I think I'm using the right function,and there is no error message. But I didn't get the result.Here is what I did.
library(BSgenome)
bd<-DNAString("CAGGTAG")
dna <- readDNAStringSet("sequence.txt")
zld_bindingsite<-vmatchPattern(bd,dna, max.mismatch=0)
And my result is:
MIndex object of length 5050
$`dm3_cytoBand_101F1 range=chr4:69669-90134 5'pad=0 3'pad=0 strand=+repeatMasking=none`
IRanges of length 0
$`dm3_cytoBand_102A1 range=chr4:90135-128922 5'pad=0 3'pad=0 strand=+ repeatMasking=none`
IRanges of length 0
$`dm3_cytoBand_102A2 range=chr4:128923-130909 5'pad=0 3'pad=0 strand=+ repeatMasking=none`
IRanges of length 0
...
<5047 more elements>
But the DNAStringSet looks fine.
head(dna)
A DNAStringSet instance of length 6
width seq names
[1] 20466 AATTGTCCTTATTAATTGACGATGCT...ATTATGCGCCTGATTTAAAGTACAAA dm3_cytoBand_101F...

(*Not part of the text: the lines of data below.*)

PR #120, opened 2017-08-15
src: Add support for big endian systems

hhellyer:
Read values correctly converting for endianess as required.
Generally this just means using LLDB's `ReadUnsignedFromMemory` function but there are a few places where we need optimise reading values and where we only want one byte from a larger field where we need to account for endianess ourselves.

I've tested this with z/Linux core dumps and it enables commands like `v8 findjsobjects`, `findjsinstances` and `v8 inspect` to work. (I've used llnode with these changes to open the z/Linux dumps on my Mac.)

`v8 bt` does not work but that is due to a separate issue with how v8 stacks are implemented on non-x86 systems.

I've verified the tests still pass which confirms these changes don't break little endian support.

### DIFF
--- a/src/llscan.cc
+++ b/src/llscan.cc
@@ -17,6 +17,7 @@
 
 namespace llnode {
 
+using lldb::ByteOrder;
 using lldb::SBCommandReturnObject;
 using lldb::SBDebugger;
 using lldb::SBError;
@@ -1204,12 +1205,19 @@ bool LLScan::ScanHeapForObjects(lldb::SBTarget target,
   return true;
 }
 
+inline static ByteOrder GetHostByteOrder() {
+  union {
+    uint8_t a[2];
+    uint16_t b;
+  } u = {{0, 1}};
+  return u.b == 1 ? ByteOrder::eByteOrderBig : ByteOrder::eByteOrderLittle;
+}
 
 void LLScan::ScanMemoryRanges(FindJSObjectsVisitor& v) {
   bool done = false;
 
   const uint64_t addr_size = process_.GetAddressByteSize();
-  ByteOrder process_byte_order = process_.GetByteOrder();
+  bool swap_bytes = process_.GetByteOrder() != GetHostByteOrder();
 
   // Pages are usually around 1mb, so this should more than enough
   const uint64_t block_size = 1024 * 1024 * addr_size;
@@ -1261,12 +1269,12 @@ void LLScan::ScanMemoryRanges(FindJSObjectsVisitor& v) {
 
         if (addr_size == 4) {
           value = *reinterpret_cast<uint32_t*>(&block[j]);
-          if (process_byte_order != HOST_BYTE_ORDER) {
+          if (swap_bytes) {
             value = __builtin_bswap32(value);
           }
         } else if (addr_size == 8) {
           value = *reinterpret_cast<uint64_t*>(&block[j]);
-          if (process_byte_order != HOST_BYTE_ORDER) {
+          if (swap_bytes) {
             value = __builtin_bswap64(value);
           }
         } else {
--- a/src/llscan.cc
+++ b/src/llscan.cc
@@ -1264,8 +1264,7 @@ void LLScan::ScanMemoryRanges(FindJSObjectsVisitor& v) {
           if (process_byte_order != HOST_BYTE_ORDER) {
             value = __builtin_bswap32(value);
           }
-        }
-        else if (addr_size == 8) {
+        } else if (addr_size == 8) {
           value = *reinterpret_cast<uint64_t*>(&block[j]);
           if (process_byte_order != HOST_BYTE_ORDER) {
             value = __builtin_bswap64(value);
--- a/src/llscan.cc
+++ b/src/llscan.cc
@@ -1209,6 +1209,7 @@ void LLScan::ScanMemoryRanges(FindJSObjectsVisitor& v) {
   bool done = false;
 
   const uint64_t addr_size = process_.GetAddressByteSize();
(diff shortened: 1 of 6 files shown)


src/llv8-inl.h
```diff
@@ -83,6 +83,12 @@ inline int64_t HeapObject::GetType(Error& err) {
 inline int64_t Map::GetType(Error& err) {
   int64_t type = LoadField(v8()->map()->kInstanceAttrsOffset, err);
   if (err.Fail()) return -1;
+
+  if( v8()->process_.GetByteOrder() != HOST_BYTE_ORDER) {
+    // The type is only one byte within the instance attrs.
+    type = type >> 0x30;
```
indutny: Shouldn't this be `0x38`?

src/llv8-inl.h
```diff
@@ -150,16 +156,16 @@ ACCESSOR(Map, InstanceDescriptors, map()->kInstanceDescriptorsOffset,
...
 }
 
 inline int64_t Map::InObjectProperties(Error& err) {
   return LoadField(v8()->map()->kInObjectPropertiesOffset, err) & 0xff;
 }
 
 inline int64_t Map::InstanceSize(Error& err) {
-  return (LoadField(v8()->map()->kInstanceSizeOffset, err) & 0xff) *
-         v8()->common()->kPointerSize;
+  return v8()->LoadUnsigned(LeaField(v8()->map()->kInstanceSizeOffset), 1, err)
```
indutny: Let's run `make format` against this. Putting operator on the next line is definitely not what our style allows at the moment.

src/llscan.cc
```diff
@@ -1242,12 +1243,20 @@ void LLScan::ScanMemoryRanges(FindJSObjectsVisitor& v) {
...
+            value = __builtin_bswap32(value);
+          }
+        }
+        else if (addr_size == 8) {
           value = *reinterpret_cast<uint64_t*>(&block[j]);
-        else
+          if (process_byte_order != HOST_BYTE_ORDER) {
+            value = __builtin_bswap64(value);
+          }
+        } else {
```
bnoordhuis: Since you're here anyway, maybe rewrite this so it won't run afoul of alignment issues on non-x86.  I mean this:
```c++
uint32_t tmp;
memcpy(&tmp, &block[j], sizeof(tmp));
value = tmp;
// do byte swap if needed
```
Fine to do in a separate commit.

src/llv8.h
```diff
@@ -7,6 +7,14 @@
 
 #include "src/llv8-constants.h"
 
+using lldb::ByteOrder;
+
+#if __BYTE_ORDER == __LITTLE_ENDIAN
+#define HOST_BYTE_ORDER ByteOrder::eByteOrderLittle
+#else
+#define HOST_BYTE_ORDER ByteOrder::eByteOrderBig
+#endif
```
bnoordhuis: Depending on `__BYTE_ORDER` is a little fragile, you often end up with a tower of #ifdefs to include the right file.  It's not necessary either because you can derive it at run-time:
```c++
inline bool IsBigEndian() {
  union { uint8_t a[2]; uint16_t b; } u = {{0, 1}};
  return u.b == 1;
}
```

src/llv8-inl.h
hhellyer: Since "because that works" wasn't a good answer I found the v8 comments explaining the way it works:
```
// Order instance type and bit field together such that they can be loaded
// together as a 16-bit word with instance type in the lower 8 bits regardless
// of endianess. Also provide endian-independent offset to that 16-bit word.
```
I've updated the code to read a 16 bit unsigned value and that works both ways without a special case.

src/llscan.cc
hhellyer: I think it's probably worth raising a separate issue for this. I'm a bit concerned doing a memcpy for every word would eliminate some of the performance gains from reading blocks of memory instead of individual words.

src/llv8.h
hhellyer: I'm changing to the little endian define to use `__ORDER_LITTLE_ENDIAN__` since `__BYTE_ORDER__` and `__ORDER_LITTLE_ENDIAN__` are both built in to gcc and clang. You can compile the program below as is (with no extra includes) so these should be available by default.
```
int main(int argc, char **argv)
{
    return __BYTE_ORDER__ == __ORDER_LITTLE_ENDIAN__;
}
```
I don't think there's any point working it out at run time if you can work it out at compile time. (The compiler might be clever and work it out anyway.

rnchamberlain:
Re-tested with latest commits above. Big-endian core dump from zLinux opens OK using LLDB 4.0 on a Linux/Intel box, and v8 findjsobjects and findjsinstances commands work fine.

src/llscan.cc
bnoordhuis: gcc and clang lower it to `__builtin_memcpy()` which emits simple loads and stores for word-sized copies (on architectures where alignment isn't an issue.)  I'd be surprised if it was in any way slower.

src/llv8.h
```diff
@@ -7,6 +7,14 @@
 
 #include "src/llv8-constants.h"
 
+using lldb::ByteOrder;
+
+#if __BYTE_ORDER__ == __ORDER_LITTLE_ENDIAN__
+#define HOST_BYTE_ORDER ByteOrder::eByteOrderLittle
+#else
+#define HOST_BYTE_ORDER ByteOrder::eByteOrderBig
+#endif
```
bnoordhuis: I still think you should do this at runtime.  Both node and lldb do it that way.

hhellyer:
@bnoordhuis - I moved to a runtime check for endianess, do you want to review again?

[2] 38788 ATGTGTAAATATATCACCTTACCGTC...CATGCTAATCACTCGCTTTTAAATAG dm3_cytoBand_102A...
[3] 1987 CAACTTGGGCCACCTTCATCACCAAT...GACAATCCTGTATATCCTATAACACT dm3_cytoBand_102A...

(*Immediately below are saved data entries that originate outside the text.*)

Issue #100, opened 2017-06-19
workqueue command


brendangregg:
Would it make sense to have a "v8 workqueue" or "libuv workqueue" command, that showed what was waiting and their callbacks?

Maybe something that made use of  process._getActiveHandles(), process._getActiveRequests(), or process::getActiveHandles.

PR #122, opened 2017-08-17
src: add commands to inspect the workqueue

mmarchini:
Added two new commands (`v8 getactivehandles` and `v8 getactiverequests`) which prints all pending handles and requests (same return given by `process._getActiveHandles()` and `process._getActiveRequests()`). Those changes were built upon the symbols added on nodejs/node#14901, which means it's currently not working with node's latest build.  

Fixes: #100 
Ref: nodejs/node#14901
Ref: nodejs/post-mortem#46

### DIFF
--- a/src/llnode.cc
+++ b/src/llnode.cc
@@ -4,6 +4,8 @@
 #include <string.h>
 
 #include <cinttypes>
+#include <sstream>
+#include <string>
 
 #include <lldb/API/SBExpressionOptions.h>
 
@@ -11,6 +13,7 @@
 #include "src/llnode.h"
 #include "src/llscan.h"
 #include "src/llv8.h"
+#include "src/node-inl.h"
 
 namespace llnode {
 
@@ -20,6 +23,7 @@ using lldb::SBDebugger;
 using lldb::SBError;
 using lldb::SBExpressionOptions;
 using lldb::SBFrame;
+using lldb::SBProcess;
 using lldb::SBStream;
 using lldb::SBSymbol;
 using lldb::SBTarget;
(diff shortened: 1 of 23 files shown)


hhellyer:
Looks interesting, I can see there's some conversation going on over on nodejs/node. ;-)

Could you add some sample output to this PR? It's hard to test out your changes without building node as well.

A few thoughts (I'll do a proper review after we see what happens in nodejs/node!):
- If this is likely to be expanded on this later it might be worth moving it to it's own source file. That might be a good place for Node.js specific functionality.
- The constants are repeatedly loaded instead of being in llv8-constants.cc.
- You read pointers using process.ReadMemory instead of process.ReadPointerFromMemory which is simpler and correctly handles 32bit/64bit and endianess differences.
- Using ReadPointerFromMemory might also let you simplify your use of `buffer` and `myMemory` to be less confusing. (A more descriptive name for `myMemory` might be good too!)

src/llnode.cc
```diff
@@ -296,6 +306,184 @@ bool ListCmd::DoExecute(SBDebugger d, char** cmd,
...
+  int64_t envPtr = 0;
+  uint64_t env = 0;
+  int64_t queue = 0;
+  int64_t head = 0;
+  int64_t next = 0;
+  int64_t node = 0;
+  int64_t persistant_handle = 0;
+  v8::Error err2;
+
+  envPtr = LookupConstant(target, "nodedbg_currentEnvironment", envPtr, err2);
```
indutny: These should live in constants file.

indutny: Errors should be handled there too.

src/llnode.cc
```diff
@@ -296,6 +306,184 @@ bool ListCmd::DoExecute(SBDebugger d, char** cmd,
...
+  uint64_t buffer = 0;
+  bool go = true;
+  if (!thread.IsValid()) {
+    result.SetError("No valid process, please start something\n");
+    return false;
+  }
+
+  int activeHandles = 0;
+  uint64_t currentNode = env;
+  currentNode += queue;  // XXX env.handle_wrap_queue_
```
indutny: This really asks to be a class method.

src/llnode.cc
```diff
@@ -296,6 +306,184 @@ bool ListCmd::DoExecute(SBDebugger d, char** cmd,
...
+  currentNode += next;   // XXX env.handle_wrap_queue_.head_.next_
+  process.ReadMemory(currentNode, &buffer, size, sberr);
+  currentNode = buffer;
+  // TODO needs a stop condition, currently it's being stopped by a break
+  while (go) {
+    addr_t myMemory = currentNode;
+    myMemory = myMemory - node;  // wrap
+    myMemory += persistant_handle;
+    // XXX w->persistent().IsEmpty()
+    if (myMemory == 0) {
```
indutny: Class method too.

src/llnode.cc
```diff
@@ -296,6 +306,184 @@ bool ListCmd::DoExecute(SBDebugger d, char** cmd,
...
+    // TODO needs a better check
+    if (sberr.Fail()) {
+      break;
+    }
+
+    v8::JSObject v8_object(&llv8, buffer);
+    v8::Error err;
+    std::string res = v8_object.Inspect(&inspect_options, err);
+    if (err.Fail()) {
+      // result.SetError("Failed to evaluate expression");
```
indutny: No commented code is allowed.

src/llnode.cc
mmarchini: Maybe I can add these constants in a new `llnode-constants` file (instead of `llv8-constants`), as these symbols are related to node and not to v8?

mmarchini:
Thanks for the feedbacks! I'll do a full refactor after nodejs/node#14901 is merged, because probably there are going to be some changes which will impact this PR.

Here are the sample outputs of both commands:

screenshot from 2017-08-18 17-00-36

screenshot from 2017-08-18 17-00-45

src/llnode.cc
```diff
@@ -296,6 +306,184 @@ bool ListCmd::DoExecute(SBDebugger d, char** cmd,
...
+  llv8.Load(target);
+
+  int size = 8;
+  int64_t envPtr = 0;
+  uint64_t env = 0;
+  int64_t queue = 0;
+  int64_t head = 0;
+  int64_t next = 0;
+  int64_t node = 0;
+  int64_t persistant_handle = 0;
```
cjihrig: persistent is spelled incorrectly as persistant throughout.

mmarchini:
All code related to those new commands were refactored by assigning constants in a different file and by creating helper classes to access some node internal properties. I also added a "higher-level" `constants.h` file, which has classes that can be used by both `llnode-constants.h` and `llv8-constants.h` (I didn't change `llv8-constants.h` in this PR though to avoid making unrelated changes).

Besides that, a new fallback method to determine the current environment was added. This method uses a heuristic approach to try to find the root context of the process. With this, those new commands will work most of the time even without the new symbols added to V8.

There are probably still some error handling to be done. I'll do another review tomorrow and see what else can be improved.

Please tell me what you think and let me know if there are any changes necessary.

mmarchini:
Ok, since https://github.com/nodejs/node/pull/14901 landed and Node's postmortem metadata is now available on Node.js v9.7.0+ (also might be available on v8.11.0+ and v6.14.0+) I've refactored, added tests and rebased this PR. I believe it's good for review now! 😄 

P.S.: The PR grew a lot. If you want I can break it into two PRs (one to add Node's constants and other to add the new commands).

mmarchini:
Updated to fix an infinite loop in v6.x + missing constant for the same version: https://github.com/nodejs/llnode/pull/122/commits/63901e83f526a711c282430e43df088bd9c46351 and https://github.com/nodejs/llnode/pull/122/commits/3d2543f92b8ae19eb314be53986eb414c7a46e37

mmarchini:
Rebased to resolve some conflicts.

mmarchini:
Rebased to resolve conflicts again.

@indutny @hhellyer @cjihrig  would you like me to break this into 2 separate PRs?

mmarchini:
Superseded by #204 and #210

[4] 24243 AGAGCCTTATGTAATCCACCTCATTT...TTCACTTGTAATTTTAAATTGTTCAG dm3_cytoBand_102A...
[5] 38787 AAATGTTCGCAAGTCAGAGCAAGGCT...AGCGGGAGCTTCTAAGACTTTGTTTT dm3_cytoBand_102A...
[6] 1987 TCGTGTTTTGCTCGTTCACAAAATCC...ATTATTAAAATACTTTCAAAAATAAA dm3_cytoBand_102
But I expect to see the results like this:
test<-BString("AATTGTCCTTATTAATTCAGGTAGGACGATGCTATATTATTAGTCTTTCCCAGGTAGGACATTACCCGCTAGTGAAATGTGATATTCTGAATCTTTCCGCTGTAAGCGCTTTAAGTTTGTTGCAATTA")

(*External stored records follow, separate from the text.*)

Issue #112, opened 2017-07-04
findjsinstances is not completely finished


gentlejo:
OS: RHEL7 
llnode version: 3.4.5

When I run findjsinstances command, it is not completely finished if its item is over about 100,000.

    (lldb) v8 findjsobjects
    ....
      24126    1338176 Object
      26602     854744 (Array)
     110907    2336544 (String)
    ....

    (lldb) v8 findjsinstances (String)
    killed (or Bus error)

If I upgrade to 3.9.x or 4.x, it shows better performance? Or what should I do to get result of big items?

bnoordhuis:
I suspect it's either some kind of memory corruption or that llnode simply runs out of memory or stack space.

Is there an easy way for me to reproduce, like a small test script I can run against a particular version of node?

hhellyer:
@gentlejo - I've landed a fix for external strings, could you verify by installing from the master version?
`npm install -g nodejs/llnode`
I think external strings are likely to have been your issue as well but it's possible v8 has another type of string we aren't handling properly! If you can verify the fix that would be great, if it's not fixed please re-open this.

gentlejo:
@hhellyer Oh so sorry for replying late. It was fixed! Thank you! 👍

PR #123, opened 2017-08-21
llv8-inl.h: Fix crash on sliced external strings

hhellyer:
Sliced strings with an external string as a parent would use their offset and length values against the string "(external)" as support for external strings is not implemented yet.

This may resolve issue #112 as I see a crash in the same way without this fix however a crash in the inspect code for another type would manifest in the same way. I will ask @gentlejo to check if this resolves the problem for them.

### DIFF
--- a/test/fixtures/inspect-scenario.js
+++ b/test/fixtures/inspect-scenario.js
@@ -38,6 +38,15 @@ function closure() {
   c.hashmap['internalized-string'] = 'foobar';
   // This thin string points to the previous 'foobar'.
   c.hashmap['thin-string'] = makeThin('foo', 'bar');
+  // Create an externalized string and slice it.
+  c.hashmap['externalized-string'] =
+    'string that will be externalized and sliced';
+  externalizeString(c.hashmap['externalized-string']);
+  // Sliced strings need to be longer that SlicedString::kMinLength
+  // which seems to be 13 so our string is 26.
+  c.hashmap['sliced-externalized-string'] =
+    c.hashmap['externalized-string'].substring(10,36);
+
   c.hashmap['array'] = [true, 1, undefined, null, 'test', Class];
   c.hashmap['long-array'] = new Array(20).fill(5);
   c.hashmap['array-buffer'] = new Uint8Array(
--- a/test/fixtures/inspect-scenario.js
+++ b/test/fixtures/inspect-scenario.js
@@ -40,12 +40,12 @@ function closure() {
   c.hashmap['thin-string'] = makeThin('foo', 'bar');
   // Create an externalized string and slice it.
   c.hashmap['externalized-string'] =
-    'string that will be externalized and sliced';
+      'string that will be externalized and sliced';
   externalizeString(c.hashmap['externalized-string']);
   // Sliced strings need to be longer that SlicedString::kMinLength
   // which seems to be 13 so our string is 26.
   c.hashmap['sliced-externalized-string'] =
-    c.hashmap['externalized-string'].substring(10,36);
+      c.hashmap['externalized-string'].substring(10,36);
 
   c.hashmap['array'] = [true, 1, undefined, null, 'test', Class];
   c.hashmap['long-array'] = new Array(20).fill(5);
--- a/test/inspect-test.js
+++ b/test/inspect-test.js
@@ -126,9 +126,9 @@ tape('v8 inspect', (t) => {
     ext = extMatch[1];
 
     const extSlicedMatch = lines.match(
-      /.sliced-externalized-string=(0x[0-9a-f]+):<String: "\(external\)">/);
+        /.sliced-externalized-string=(0x[0-9a-f]+):<String: "\(external\)">/);
     t.ok(extSlicedMatch,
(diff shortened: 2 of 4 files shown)


bnoordhuis:
It would be nice to have a regression test for this.  Starting node with `--expose_externalize_string` will let you create an external string with the `externalizeString('string')` global function.

hhellyer:
Will doing `externalizeString('string'). substring(...)` force creating a sliced string from an external string? (I'll try it but I don't know if V8 has rules around when it creates a sliced string versus creating a normal string.)

Shall I open an issue for external string support? It would be a nice self contained item if anyone wanted to pick it up.

hhellyer:
I've put in a test for creating an externalised string but I'm hitting a problem creating a sliced string from it that doesn't just create a non-external string.

The comments on SlicedString are making me suspicious that it's not possible:
https://github.com/nodejs/node/blob/master/deps/v8/src/objects.h#L7739
(Handling externalized strings is listed as a missing feature.)

I know llnode seemed to picked one up but it could have been in-flight data or a bug but it's also possible that comment is out of date.

bnoordhuis:
> I'm hitting a problem creating a sliced string from it that doesn't just create a non-external string.

Maybe I misunderstand you but isn't that the expected behavior?  Good point about that comment.  `NewSubString()` in factory.cc seems to handle external strings fine however:
```sh
$ node --allow_natives_syntax --expose_externalize_string
> externalizeString('boom')
undefined

> %SubString('boom', 0, 3)
'boo'

# and to prove it's externalized
> %ExternalStringGetChar('boom', 0)
98

# whereas a substring...
> %ExternalStringGetChar(%SubString('boom', 0, 3), 0)


#
# Fatal error in ../deps/v8/src/runtime/runtime-strings.cc, line 749
# Check failed: args[0]->IsExternalString().
#

==== C stack trace ===============================

    0   node                                0x0000000100bdd1b3 v8::base::debug::StackTrace::StackTrace() + 19
    1   node                                0x0000000100af09cb v8::platform::(anonymous namespace)::PrintStackTrace() + 27
    2   node                                0x0000000100bdb92c V8_Fatal + 220
    3   node                                0x00000001008f50c8 v8::internal::Runtime_ExternalStringGetChar(int, v8::internal::Object**, v8::internal::Isolate*) + 312
    4   ???                                 0x00000f8cff9188f8 0x0 + 17098257565944
Illegal instruction: 4
```

hhellyer:
It's confusing and I'm not sure if you are trying to do the exact same thing as me, so this is what I'm trying to add to the setup code for the testcase setup in inspect-scenario.js:

```
  c.hashmap['externalized-string'] =
    'string that will be externalized and sliced';
  externalizeString(c.hashmap['externalized-string']);
  c.hashmap['sliced-externalized-string'] =
    c.hashmap['externalized-string'].substring(0,6);
```

The problem is that in the resulting dump the object `sliced-externalized-string` refers to either isn't a sliced string or doesn't have an external string as a parent, I'm not sure which yet. I'll look at this some more when I get back from holiday. (I'm out next week.)

hhellyer:
I've added the test case, the problem was that to get a sliced string the substring needs to be longer that `SlicedString::kMinLength`. That's set to 13 so now I'm creating a longer substring and the `SlicedString` does reference the `ExternalString`.

test/fixtures/inspect-scenario.js
```diff
@@ -38,6 +38,15 @@ function closure() {
...
   // This thin string points to the previous 'foobar'.
   c.hashmap['thin-string'] = makeThin('foo', 'bar');
+  // Create an externalized string and slice it.
+  c.hashmap['externalized-string'] =
+    'string that will be externalized and sliced';
+  externalizeString(c.hashmap['externalized-string']);
+  // Sliced strings need to be longer that SlicedString::kMinLength
+  // which seems to be 13 so our string is 26.
+  c.hashmap['sliced-externalized-string'] =
+    c.hashmap['externalized-string'].substring(10,36);
```
bnoordhuis: Four space indent for line continuations.

test/inspect-test.js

> bd<-DNAString("CAGGTAG")
> zld_bindingsite<-matchPattern(bd,test, max.mismatch=0)
> zld_bindingsite
Views on a 128-letter BString subject
subject: AATTGTCCTTATTAATTCAGGTAGGACGATGCTATAT...TCTTTCCGCTGTAAGCGCTTTAAGTTTGTTGCAATTA
views:
start end width
[1] 18 24 7 [CAGGTAG]
[2] 51 57 7 [CAGGTAG]
I actually can extract the seq by using toString()
, but in this way I can only have one single string. Is there any function that can extract all the sequences from this StringSet?